Who wrote what we are reading?

One of the things I was trying to do early on is "read the world", trying to get voices and contexts we might not pick up through our individual reading preferences.  We have not done all that well in that respect.  we are ethno- and cultural- centric in our club reading selections.  American, British and Canadian authors represent 85% of our reading selections.


 




What's our ratio of Fiction to Non-Fiction?

What categories (Fiction vs Non-Fiction) have we selected?  (I classified our one poetry selection as non-fiction as it appeared memoir-ish)

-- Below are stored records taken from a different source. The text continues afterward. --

PR #323, opened 2023-03-20
Postgres implementation of MPI connector

m-goggins:
This PR creates the Postgres implementation of an MPI connector. The postgres implementation has two main functions and 1 helper function:

- `block_data`: returns blocks of data from the patient table as specified by the user-provided `block_data` dictionary
- `upsert_patient_match`: updates patient and person tables depending on whether a match was found or not
- `_generate_block_query`: generates a Postgres/JSONB specific query for retrieving blocks of data. This one will likely need to be modified for the specific key, values we allow users to query with as the current query generator only goes 1 level deep and could be further specified for the `patient_resource` such that it knows how to generate a query for zip code, for example. 

I tested all of the functions locally and Nick C helped me with the GH actions for testing. The SQL could definitely be improved, especially with regard to the UUIDs and JSONB formatting, but I wanted to get this out for review sooner rather than later.


phdi/linkage/postgres.py
```diff
@@ -0,0 +1,170 @@
...
+        self.database = database
+        self.user = user
+        self.password = password
+        self.host = host
+        self.port = port
+        self.patient_table = patient_table
+        self.person_table = person_table
+
+        try:
+            self.connection = psycopg2.connect(
```
emmastephenson, line 34: We may want to open and close this connection at the start of a given function call, rather than leaving it permanently open. I'm a little concerned that by using a single connection for every function call, we'd run into issues around throttling or locking rows (or hitting our max connection limits if we have multiple instances running).

phdi/linkage/postgres.py
```diff
@@ -0,0 +1,170 @@
...
+        :param person_id: The personID matching the patient record if a match has been
+        found in the MPI, defaults to None.
+        """
+        # Match has been found
+        if person_id is not None:
+            # Insert into patient table
+            insert_patient_table = (
+                f"INSERT INTO {self.patient_table} "
+                + "(patient_id, person_id, patient_resource) "
+                + f"""VALUES ('{patient_resource.get("id")}', '{person_id}', """
```
emmastephenson, line 102: Is the patient resource ID guaranteed to be a UUID?

tests/linkage/test_postgres_mpi_connector.py
```diff
@@ -0,0 +1,290 @@
+from phdi.linkage.postgres import PostgresConnectorClient
+import pathlib
+import pytest
+import json
+
+
+def test_postgres_connection():
```
emmastephenson, line 7: Will these tests pass locally without a postgres database stood up? Or are they intended to only run within the Github action?

emmastephenson (commented):
Overall this is looking great, thanks Marcelle! Just a couple of questions.

bamader (changes requested):
The dictionaries of commands and SQL curly bracketed stuff is making my eyes bleed 😭 🤮 . Major props to you for putting this altogether. I had a couple questions about turning the blocked data into LoLs and a big discussion point around external person ID that I think Dan and Brady should weigh in on, but otherwise this is so promising to see 💪

phdi/linkage/postgres.py
BradySkylight: This is a good point, but not sure if the connection is the issue or if the cursor matters.  We need to make sure to close the cursors after each operation is completed.  I haven't worked on DB connections in python so much, but typically we would have a db connection factory in Java which managed the connections.  I wonder if there is some way to do that in python.  I'll do some digging..

phdi/linkage/postgres.py
```diff
@@ -0,0 +1,170 @@
...
+            # Insert into patient table
+            insert_patient_table = (
+                f"INSERT INTO {self.patient_table} "
+                + "(patient_id, person_id, patient_resource) "
+                + f"VALUES ('{patient_resource.get('id')}','{person_id[0][0]}', "
+                + f"'{json.dumps(patient_resource)}');"
+            )
+            self.cursor.execute(insert_patient_table)
+            self.connection.commit()
+
```
BradySkylight, line 147: I'm not sure, based upon the very little of what I've read about psycopg2, if we need to close the cursors manually or not....but it may just be a good practice to close them once the query has completed what it needs to do.

phdi/linkage/postgres.py
```diff
@@ -0,0 +1,170 @@
...
+        for key in list(extracted_data[0][-1].keys()):
+            blocked_data[0].append(key)
+
+        # Unnest patient_resource data
+        for row in extracted_data:
+            row_data = [row[0], row[1]]
+            for value in list(row[-1].values()):
+                row_data.append(value)
+            blocked_data.append(row_data)
+
```
BradySkylight, line 78: I'm not sure, based upon the very little of what I've read about psycopg2, if we need to close the cursors manually or not....but it may just be a good practice to close them once the query has completed what it needs to do.

phdi/linkage/postgres.py
```diff
@@ -0,0 +1,170 @@
...
+        return blocked_data
+
+    def upsert_match_patient(
+        self,
+        patient_resource: Dict,
+        person_id=None,
+    ) -> None:
+        """
+        If a matching person ID has been found in the MPI, inserts a new patient into
+        the patient table and updates the person table to link to the new patient; else
```
BradySkylight, line 88: Based upon our model, this comment should change.  I know I was the one who helped come up with this note, so I take full responsibility here.  

"If a matching person ID has been found in the MPI, inserts a new patient into the patient table with the provided person ID; else inserts a new person into the person table and inserts a new patient with the new personID, from the newly created person record, linking the new person with the new patient."

BradySkylight: Probably should update the comment in the Base class as well.

phdi/linkage/postgres.py
BradySkylight: Yes, it is.  Should we have two columns for patientid, like a patient_id that is the UUID in postgres, and another that contains the FHIR Patient Identifier (resource id) (maybe name the column 'patient_resource_id')?

phdi/linkage/postgres.py
```diff
@@ -0,0 +1,170 @@
...
+            self.cursor.execute(insert_person_table)
+            self.connection.commit()
+
+            # Retrieve newly generated person_id
+            select_statement = (
+                f"SELECT person_id from {self.person_table} "
+                + f"WHERE external_person_id = '{patient_resource.get('id')}'"
+            )
+            self.cursor.execute(select_statement)
+            self.connection.commit()
```
BradySkylight, line 135: Are commit's required for select statements?  We may just need to fetch the results, as you are doing below.  Again, new to the postgres python package, so just checking.

phdi/linkage/postgres.py
```diff
@@ -0,0 +1,170 @@
...
+            person_id = self.cursor.fetchall()
```
BradySkylight, line 136: Theoretically, there should only be one result returned.  Should we have a check around this or a looping mechanism to ensure there is only one record?  If not, and we let the DB handle the errors by preventing duplicates, that would be fine too, but we will just need to make sure there is a constraint on the table to ensure this.  We could just use cursor.fetchone() as well, if we are going to allow the DB to manage handling duplicates.

phdi/linkage/postgres.py
```diff
@@ -0,0 +1,170 @@
...
+        """
+        # TODO: Update queries for nested values, e.g., zip within address
+        query_stub = f"SELECT * FROM {table_name} WHERE "
+        block_query = " AND ".join(
+            [
+                f"patient_resource->>'{key}' = '{value}'"
+                if type(value) == str
+                else (f"'{key}' = {value}")
+                for key, value in block_data.items()
+            ]
```
BradySkylight, line 167: Nice!  I see the TODO above, but at least this is a good start!

tests/linkage/test_postgres_mpi_connector.py
```diff
@@ -0,0 +1,290 @@
...
+    # Clean up
+    postgres_client.cursor.execute(
+        f"DROP TABLE IF EXISTS {postgres_client.patient_table}"
+    )
+    postgres_client.connection.commit()
+    postgres_client.cursor.execute(
+        f"DROP TABLE IF EXISTS {postgres_client.person_table}"
+    )
+    postgres_client.connection.commit()
+    postgres_client.connection.close()
```
BradySkylight, line 290: I like the table creation functions and the clean-up here.  Sweet!

BradySkylight (changes requested):
Looks good overall! A few questions which may result in some changes.  I'm open/willing to discuss in more detail if needed/desired.

phdi/linkage/postgres.py
m-goggins: Yep, I based if off the [tables.ddl](https://github.com/CDCgov/phdi/blob/main/phdi/linkage/tables.ddl)

phdi/linkage/postgres.py
```diff
@@ -0,0 +1,170 @@
...
+import json
+
+
+class PostgresConnectorClient(BaseMPIConnectorClient):
+    """
+    Represents a Postgres-specific Master Patient Index (MPI) connector client. Requires
+    implementing classes to define methods to retrive blocks of data from the MPI.
+    Callers should use the provided interface functions (e.g., geocode_from_str)
+    to interact with the underlying vendor-specific client property.
+    """
```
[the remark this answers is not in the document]
m-goggins: Oops, good call.

phdi/linkage/postgres.py
```diff
@@ -0,0 +1,170 @@
...
+
+    def __init__(
+        self,
+        database: str,
+        user: str,
+        password: str,
+        host: str,
+        port: str,
+        patient_table: str,
+        person_table: str,
```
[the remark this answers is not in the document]
m-goggins: Correct! Initially, I didn't think it should be required for the class, but if it's not specified here, the user has to specify the tables in the underlying methods (e.g., specify patient table name for `block_data`). I can see it both ways if you think we shouldn't make it required for the class so I'm okay to change if others want to.

phdi/linkage/postgres.py
```diff
@@ -0,0 +1,170 @@
...
+        query = self._generate_block_query(self.patient_table, block_data)
+
+        # Execute query
+        self.cursor.execute(query)
+        extracted_data = self.cursor.fetchall()
+
+        # Set up blocked data
+        blocked_data = [["patient_id", "person_id"]]
+        for key in list(extracted_data[0][-1].keys()):
+            blocked_data[0].append(key)
```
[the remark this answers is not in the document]
m-goggins: It works exactly like the last sentence you wrote for #1! 

I do think you're right about point 2. We should implement some kind of check to make sure the data are returned in the same order. Sorting the keys alphabetically would be a low lift to implement.

phdi/linkage/postgres.py
emmastephenson: Yep, this is exactly what I'm thinking Brady! That's the pattern I'm used to as well - there's a factory to handle all these transactions for you, so you can just say `execute query` and the factory will handle setting up the connection, closing it at the end of the transaction, handling retries, etc.

m-goggins: Oh yeah, that's a really good point that I forgot to return to and I manually close the connection in the tests so it didn't come back as an issue. 

In this case, it would move the connection out of the class and into a separate factory method, right?

phdi/linkage/postgres.py
m-goggins: I'm pretty sure when you close the connection, the cursor is also closed but I'm also new to psycopg2 so I could be wrong.

phdi/linkage/postgres.py
m-goggins: ditto above

phdi/linkage/postgres.py
emmastephenson: +1 to this Brady - I think we can [close them manually](https://www.psycopg.org/docs/cursor.html#cursor.close), so we probably should.

phdi/linkage/postgres.py
m-goggins: I think you're correct; we don't need it for select statements since we're not changing anything in the table (so wouldn't need to roll back).

phdi/linkage/postgres.py
m-goggins: Good call. I do think we want to check to make sure that only 1 result is returned. I hesitate to use fetchone() though. If there is more than 1 result, it doesn't seem like[ fetchone()](https://www.psycopg.org/docs/cursor.html?highlight=fetchone#cursor.fetchone) orders the results in a particular way. And if there is more than one result, I think we should alert the user to an error. What do you think about raising an exception here?

tests/linkage/test_postgres_mpi_connector.py
```diff
@@ -0,0 +1,290 @@
...
+def test_postgres_connection():
+    postgres_client = PostgresConnectorClient(
+        database="testdb",
+        user="postgres",
+        password="pw",
+        host="localhost",
+        port="5432",
+        patient_table="test_patient_mpi",
+        person_table="test_person_mpi",
+    )
```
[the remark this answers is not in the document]
m-goggins: @emmastephenson asked about this same thing so I can put together some documentation. It's pretty simple but would be good to have written down somewhere. Where would be an appropriate place for the write up?

phdi/linkage/postgres.py
emmastephenson: That's what I'm thinking Marcelle. If we don't want to bother with a factory yet we could also manage the opening and closing manually within this class; just moving the connection setup into the methods instead of at class instantiation and closing both connections and cursors before the method returns.
The psycopg library also seems to support [context managers](https://www.psycopg.org/docs/connection.html?highlight=connection#connection:~:text=Connections%20can,for%20several%20contexts.), if we wanted to go that route instead.

phdi/linkage/postgres.py
```diff
@@ -0,0 +1,170 @@
...
+            self.cursor.execute(insert_person_table)
+            self.connection.commit()
+
+        # Match has not been found
+        else:
+            # Insert a new record into person table to generate new person_id
+            insert_person_table = (
+                f"INSERT INTO {self.person_table} "
+                + "(external_person_id) "
+                + f"VALUES ('{patient_resource.get('id')}');"
```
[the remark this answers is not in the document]
m-goggins: Ah I think I misunderstood the ddl file then. I thought that the `person.external_person_id` should correspond to the `patient.patient_id` in the patient table and to the patient's FHIR ID. 

I only inserted so that I can retrieve the newly created `person_id` as you point out in another comment. 

Definitely want to get on the same page about this.

tests/linkage/test_postgres_mpi_connector.py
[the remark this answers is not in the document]
emmastephenson: @m-goggins in the new DIBBs wiki would be great! 😄 https://github.com/CDCgov/phdi/wiki/Local-Development

phdi/linkage/postgres.py
```diff
@@ -0,0 +1,170 @@
...
+            self.connection.commit()
+
+            # Insert into person table
+            insert_person_table = (
+                f"INSERT INTO {self.person_table} "
+                + "(person_id, external_person_id) "
+                + f"VALUES ('{person_id}', '{patient_resource.get('id')}');"
+            )
+            self.cursor.execute(insert_person_table)
+            self.connection.commit()
```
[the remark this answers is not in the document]
m-goggins: Will the FHIR's patient ID be the same every time for the same patient?

phdi/linkage/postgres.py
```diff
@@ -0,0 +1,170 @@
...
+            )
+            self.cursor.execute(insert_patient_table)
+            self.connection.commit()
+
+            # Insert into person table
+            insert_person_table = (
+                f"INSERT INTO {self.person_table} "
+                + "(person_id, external_person_id) "
+                + f"VALUES ('{person_id}', '{patient_resource.get('id')}');"
+            )
```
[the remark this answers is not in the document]
m-goggins: Will the FHIR patient resource id be the same every time for the same patient? I think this goes to Brandon's comment in the internal channel as to whether we should use the resource id as the `patient_id` and whether that will be consistent over time.

tests/linkage/test_postgres_mpi_connector.py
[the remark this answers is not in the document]
m-goggins: Updated with directions

phdi/linkage/postgres.py
bamader: I would say we don't need a separate patient_resource_id column, personally. That information is very easily accessed just using a JSON query in the patient resource itself, and we deliberately structured our tables to lean and small to get this started. Let's not start adding more columns quite yet 😅

tests/linkage/test_postgres_mpi_connector.py
bamader: Yeah Emma's comment gets at what I was talking about with some small documentation additions around testing this locally. Without setting up a container with that postgres image, you'll never get a successfully running `pytest` from the root test directory, which is imo an important thing to be able to see for large scale refactors or code work. I don't mind that the tests require a DB set up locally, but I do think a little paragraph (maybe in the readme somewhere under testing?) about configuring the docker container and its DB image would be good.

phdi/linkage/postgres.py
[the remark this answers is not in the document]
bamader: No strong opinions on my part! If nobody else comments on this I say we leave as is.

phdi/linkage/postgres.py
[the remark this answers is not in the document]
bamader: I don't think that's guaranteed, no. If two patients come in that are super similar to each other but have a typo'ed letter off, the FHIR server won't recognize them as the same on its own so they'll get different IDs. And if two patient records really are the same, because we standardize and link before we store back to the FHIR server, I don't know if the FHIR IDs will always match up pre-linkage anyway.

phdi/linkage/postgres.py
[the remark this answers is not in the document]
bamader: For sure. In the ideal world, I would say we want to insert null or none into the external ID, because that's the truest reflection of what that column in the table is supposed to hold--for a patient that's new and has just come in, it _won't_ yet be in another database, so it shouldn't have an external ID. Based on my quick google search, it looks like we can do that while still getting the ID of the thing we just created using something called a Returning Clause, https://www.postgresql.org/docs/8.3/sql-insert.html (ctrl+F returning). https://stackoverflow.com/questions/2143379/returning-a-value-with-psycopg2

phdi/linkage/postgres.py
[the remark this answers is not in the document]
bamader: Looks like psycopg2 supports returning clauses so we can use those

bamader: I have the same hesitation you do Marcelle so I like your suggestion of using fetchall but raising an exception if there's more than 1.

phdi/linkage/postgres.py
DanPaseltiner: @emmastephenson for context the FHIR converter creates UUIDs for all of the FHIR resources it generates. We are going to use this ID from the patient resource as the ID in the MPI.

phdi/linkage/postgres.py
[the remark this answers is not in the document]
BradySkylight: Into the Person table though?  A patient table insert every time, yes, but not a person insert unless the patient doesn't find a match.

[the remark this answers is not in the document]
DanPaseltiner: yes!

BradySkylight (approved):
Approving, based upon our conversation we had yesterday.  Pending final updates and tests.  Excellent work on this!

BradySkylight (approved):
Nice updates!  Great work on this!  LGTM

emmastephenson (approved):
This looks great! Thanks for all your hard work here, Marcelle!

and what genres have we been reading?


Our Fiction genre data isn't very useful as the vast majority are unclassified.  Might be something we talk about at a future club meeting?  I'm not sure where to categorize much of these, so I've just left them blank.




Our Non-Fiction genre data is affected by some inconsistencies in categorization I know, especially since I put such things as River of Doubt in Journalism.  That should probably have been one of the Narrative Non-Fiction, perhaps other things I put in Journalism should be reclassified as well.


Now you know!  

We can use this information to insure we are reading broadly, and not focusing exclusively on a small subset of genres.

Looking forward to everyone's feedback.  I'll post the data once I remember how to do so! But hopefully tonight or tomorrow.